The idea that often gets aired on this
list--that there is infinite ecospace, or rather, an infinite number of
niches created by division into smaller and smaller units when
new species come along--must be held to question.

Oh, ecological niches don't always become smaller and smaller. Even if we totally ignore competition and predation, extinctions -- including mass extinctions -- still happen due to abiotic factors.

So, to suggest some species become
extinct upon the arrival of new species--even without evidence of this
extinction--is not a radical claim.  And I am certainly not the only one
making it!

That extinction can happen at the literal arrival of species that immigrate from elsewhere is indeed not a radical claim. The biggest problem I see, however, is that pterosaurs may well have retained a global distribution all the way to the end, and certainly had one in the EK -- which means an "elsewhere" may not have existed to start with.
That extinction can happen at the figurative "arrival" of species that evolve in situ, however, _is_ a radical claim. (I'm not sure if it's your claim.) When an ecological niche cannot be created, speciation cannot happen, except perhaps (!) for extreme cases like when species only differ in the time of the year when they reproduce.

By the way, the placental/marsupial split is now at around 125 million
years ago according to SVP presentation by Luo,Z., Wible, and Yuan.

"Placental-marsupial" split is misleading, because both clades are crown-groups; the actually involved sistergroups (with stem-based definitions) are Eutheria and Metatheria. That their split has about the age that was expected from longer-known fossils tells us nothing about when the crown-groups appeared, except that that didn't happen much earlier than 125 Ma ago. Indeed, fossils of Cretaceous placentals are still not known with certainty, and fossils of Cretaceous marsupials are not known at all.

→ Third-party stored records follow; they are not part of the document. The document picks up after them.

PR #127, opened 2021-01-14
Fix Statsd security group rules

bilbof:
This enables Statsd tasks to pull the Envoy image from ECR, and fixes an issue that prevents apps from sending requests to Statsd.

It also adds rules to the `mesh_ecs_service` security group, which will help us to remove the security group `govuk_management_access` from services.

### DIFF
--- a/terraform/modules/govuk/security_group_rules.tf
+++ b/terraform/modules/govuk/security_group_rules.tf
@@ -506,7 +506,7 @@ resource "aws_security_group_rule" "signon_to_any_any" {
 
 resource "aws_security_group_rule" "statsd_from_apps_tcp" {
   description              = "Allow services in the App Mesh to send metrics to the mesh Statsd via TCP"
-  type                     = "egress"
+  type                     = "ingress"
   from_port                = "8125"
   to_port                  = "8125"
   protocol                 = "tcp"
--- a/terraform/modules/govuk/security_group_rules.tf
+++ b/terraform/modules/govuk/security_group_rules.tf
@@ -514,5 +514,45 @@ resource "aws_security_group_rule" "statsd_from_apps_tcp" {
   source_security_group_id = aws_security_group.mesh_ecs_service.id
 }
 
+resource "aws_security_group_rule" "mesh_service_to_any_https" {
+  description       = "Mesh services send requests to anywhere over HTTPS"
+  type              = "egress"
+  from_port         = 443
+  to_port           = 443
+  protocol          = "tcp"
+  cidr_blocks       = ["0.0.0.0/0"]
+  security_group_id = aws_security_group.mesh_ecs_service.id
+}
+
+resource "aws_security_group_rule" "mesh_service_to_any_dns_tcp" {
+  description       = "Mesh services send DNS queries anywhere over TCP"
+  type              = "egress"
+  from_port         = 53
+  to_port           = 53
+  protocol          = "tcp"
+  cidr_blocks       = ["0.0.0.0/0"]
+  security_group_id = aws_security_group.mesh_ecs_service.id
+}
+
+resource "aws_security_group_rule" "mesh_service_to_any_dns_udp" {
+  description       = "Mesh services send DNS queries anywhere over UDP"
+  type              = "egress"
+  from_port         = 53
+  to_port           = 53
+  protocol          = "udp"
+  cidr_blocks       = ["0.0.0.0/0"]
+  security_group_id = aws_security_group.mesh_ecs_service.id
+}
+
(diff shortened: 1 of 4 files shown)


terraform/modules/govuk/security_group_rules.tf
```diff
@@ -506,13 +506,23 @@ resource "aws_security_group_rule" "signon_to_any_any" {
...
 
+resource "aws_security_group_rule" "mesh_service_to_any_any" {
+  description       = "Mesh services send requests to anywhere over any protocol"
+  type              = "egress"
+  from_port         = 0
+  to_port           = 0
+  protocol          = -1
+  cidr_blocks       = ["0.0.0.0/0"]
+  security_group_id = aws_security_group.mesh_ecs_service.id
+}
```
richardTowers, line 525: So, this is consistent with the existing infrastructure, because `govuk_management_access` has a similar rule attached. But do we actually want to permit full egress from every service?

bilbof: You're right, it shouldn't be necessary.

To give some context, we're seeing `CannotPullContainerError` when trying to pull the Envoy image for Statsd tasks ([example](https://eu-west-1.console.aws.amazon.com/ecs/home?region=eu-west-1#/clusters/govuk/tasks/b52999b10e544bb894469695152d5d55/details)), but not for other any other task:

```
CannotPullContainerError: Error response from daemon: Get https://<ecr-url>/v2/: net/http: request canceled while waiting for connection (Client.Timeout exceeded while awaiting headers)
```

I had thought that permission to pull from ECR was covered by the execution role that each Fargate task has. Since the `fargate_execution_role`  has the managed policy `AmazonECSTaskExecutionRolePolicy` attached, as recommended [in the docs](https://docs.aws.amazon.com/app-mesh/latest/userguide/envoy.html):

> Access to this container image in Amazon ECR is controlled by AWS Identity and Access Management

I asked AWS support about what was going on, and they wrote back

> Basically your security group rules for the Task should allow outbound access. The default here is typically All Traffic to 0.0.0.0/0. 
> When using the Amazon provided DNS in VPC, the Fargate task needs to have outbound traffic allowed for HTTPS (port 443) [1]. Therefore, the task you launched in the ECS service "statsd" was not allowed any outbound traffic and could not pull image from your ECR repository.

They also recommended we look at [this troubleshooting doc](https://aws.amazon.com/premiumsupport/knowledge-center/ecs-pull-container-api-error-ecr/) which wants us to allow outbound access:

> Confirm that the security group attached to your instance and Fargate task allows outbound access for the following: HTTPS on port 443, DNS (UDP and TCP) on port 53, and your subnet's network access control list (network ACL). from [docs on pulling image from ECR](https://aws.amazon.com/premiumsupport/knowledge-center/ecs-pull-container-api-error-ecr/)

My understanding is that we've not noticed this requirement before, because of the `govuk_management_access` security group being attached to every service.

I considered restricting the outbound traffic to the subset required (HTTPS etc), but I thought that'll be a source of confusing errors in the future.

I can't see a way to cleanly restrict the outbound traffic to just a particular ECR repository, though [others have looked into it](https://stackoverflow.com/questions/53190853/security-group-egress-rule-to-only-permit-ecr-requests). Is there a simple way to do this that I've missed?

richardTowers: Oh crikey.

I think it would be a little nice to have `mesh_service_to_any_https` and `mesh_service_to_any_dns` rules, and then have a ticket to purge `govuk_management_access` from this repo. It's extremely badly named.

bilbof: Thanks, I've added those, and created [a ticket](https://trello.com/c/v7S1lVMg/171-purge-govukmanagementaccess-from-govuk-infrastructure).

terraform/modules/govuk/security_group_rules.tf
```diff
@@ -506,13 +506,43 @@ resource "aws_security_group_rule" "signon_to_any_any" {
...
+
+resource "aws_security_group_rule" "mesh_service_to_any_dns" {
+  description       = "Mesh services send DNS queries anywhere"
+  type              = "egress"
+  from_port         = 53
+  to_port           = 53
+  protocol          = -1
```
richardTowers, line 532: I think you need to set this to:
```suggestion
  protocol          = "udp"
```

There's a warning at the top of the terraform docs about this: https://registry.terraform.io/providers/hashicorp/aws/latest/docs/resources/security_group_rule

bilbof: Thanks, that should be fixed now.

richardTowers (approved):

PR #375, opened 2021-08-11
Add EKS terraform module ADR

kerin:


sengi (approved):
SGTM. Matches what we've implemented in #372. Thanks for documenting!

BTW, some molecular divergence time estimates put the Metatheria-Eutheria split at a hundred and SEVENTY-five Ma ago, at the base of the Middle Jurassic. How's that? Fifty million years off. That's the difference between Messel and Rancho La Brea.
I think some other studies used that crazy date to _calibrate_ their trees. But perhaps I'm just getting paranoid. In other cases, however, it has repeatedly happened that people used others' molecular date estimates, stripped of their margins of error and without the slightest glance at morphology, to calibrate their own molecular dates.